Love, et autres drogues

2 étoiles (6.3/10)

New York, les années 90. Jamie est un jeune commercial redoutable dont l’assurance – et le physique avantageux – sévissent aussi bien auprès des femmes que dans l’univers implacable de l’industrie pharmaceutique où, entre antidépresseurs et dopants sexuels, il parvient finalement à tout vendre. Mais il y a une personne qui semble insensible aux charmes de Jamie : Maggie. Une jeune femme très séduisante et furieusement indépendante qui, comme Jamie, fuit l’engagement émotionnel, mais pour des raisons très différentes.
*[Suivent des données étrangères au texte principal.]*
PR #194, opened 2016-02-25
0.8.1

MoOx:


thangngoc89:
:+1: lgtm

src/builder/server.js
```diff
@@ -125,56 +115,76 @@ export default (webpackConfig, options = {}) => {
...
-
-        if (!firstRun) {
-          cleanNodeCache(config.cwd)
-        }
-        firstRun = false
 
-        urlAsHtml(item.__url, {
-          exports: options.exports,
-          store: options.store,
+      // try 404.html is there is any
```
thangngoc89: * if there is any

MoOx: good catch haha

thangngoc89:
Found that invalid checksum on 404 page. but in my case this happens on both firefox and chrome

MoOx:
Will open an issue for that.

Elle est atteinte d’une maladie chronique et a décidé de vivre uniquement au jour le jour. Malgré eux, ce qui devait être une histoire sans lendemain va alors s’intensifier. Tous deux vont bientôt voir leurs principes respectifs malmenés et devenir accros à la plus puissante des drogues qui soit : l’amour. C’est une histoire à la fois drôle, émouvante, assez bien rythmèe que nous sert le réalisateur et ce couple d’acteur, formidable, Anne Hathaway et Jake Gyllenhaal qui fonctionne à merveille à l’écran. Bizarrement, et heureusement peut-être, « Love et autres drogues » ne ressemble en rien a la comédie romantique americaine type bien que le sujet soit peu nouveau.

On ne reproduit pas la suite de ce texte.